Reading the CSV Records
That was a lot of words just to get the relevant indices of a csv file. But it also was about 10-15 lines of Rust code, which demonstrates how much complexity Rust can encapsulate in a small amount of code.
Here’s the full block of code to read the csv, note how it is all one giant expression that we leave as the last thing in the function, which Rust understands to use as the return value for the function.
Let’s step through what’s going on and we’ll dive into the new syntax separately.
Read the CSV into records
Iterate over the records (into_iter is an “owned” iterator, don’t worry about the difference between .iter() and .into_iter() right now)
Filter out the bad records and keep the good records
Collect it all into a new Vector (annoying that we have to do an intermediate collection, but we need it for *reasons*).
Now that we have only good records, map each record to the Option<f32> we discussed above.
Collect all the Option<f32>s into a Vector.
Let’s zoom in on the code in the .map() section:
Let’s go line by line again:
let mut row: Vec<Option<f32>> = vec![];
We start by allocating a Vector which we’ll need to be mutable so that we can add items to it. The vec![] macro returns an empty Vector.
for col in col_nums.iter() {
This is syntax that will likely be familiar to a lot of you. It loops through the col_nums, allowing us to run operations on each value.
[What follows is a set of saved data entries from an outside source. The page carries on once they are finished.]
PR #117, opened 2020-06-30
[SOFT-197] Update killswitch to match new architecture

g-jessmuir:
This commit updates BPS and killswitch to match the new architecture
as well as implements tests.


projects/bms_carrier/src/killswitch.c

let val = record[*col].to_string();
Each record is essentially a Vector of column values. We simply index into the record using the column_number we got earlier. We then convert it to a string. There’s probably a performance optimization here to convert directly into an f32, but with Rust, it’s often unneccessary.
let val = val.replace(",", "");
Here we alias the val variable, essentially replacing the old version with this version. This is the Rusty way of doing things. Val starts as a String, but we’re going to change the type to an Option<f32>, so we need to explicitly specify how we are changing it at every step.
let val = if val.is_empty() {None} else {
Here we check if the val String is empty, if it is, we want it to have a None value, which is what an Option<T> will return if it is Null. Option<T> is how we express a generic Option. Don’t worry about what that means right now, but the terminology will be relevant later.
match val.parse::<f32>() {
Ok(v) => Some(v),
_ => None,
}
Now that we have the value, were going to use the amazing match statement in Rust. I’ll have a lot more to say about match, but for now, you can think of it like a Case or Switch statement, with the caveat that you must give the match statement all the possible situations it can encounter. In this case, if our attempt to parse the value as an f32 didn’t return an error, we then return Some(v), which is how an Option<T> will return a value if it has Some value in it, as opposed to None.
_ => None,
This means “ELSE Return None”. The underscore means “anything else”.
row.push(val);
Push the Option<32> into our row Vector. This should be analogous to push operations in most languages.
}
row
Implictly return the row vector
.collect()
Collect the row vectors into another vector and then implictly return that.
Conclusion
That was much longer than I expected it to be when I sat down to write this. I thought I would be able to fit the entire code-base into one article, but after the first section I realized there was no way that was ever going to happen. I hope this will help you understand Rust code a little bit more. In Part 2, we’ll discuss how we take the raw data and convert it into a useable data set we can use for building models.